::: The data

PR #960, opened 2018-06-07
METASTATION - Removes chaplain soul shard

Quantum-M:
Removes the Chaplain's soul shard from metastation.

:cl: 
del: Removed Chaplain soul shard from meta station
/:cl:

::::::

• Your assignment:
Every record is to be written out verbatim.

• Response to this task:
PR #960, opened 2018-06-07
METASTATION - Removes chaplain soul shard

Quantum-M:
Removes the Chaplain's soul shard from metastation.

:cl: 
del: Removed Chaplain soul shard from meta station
/:cl:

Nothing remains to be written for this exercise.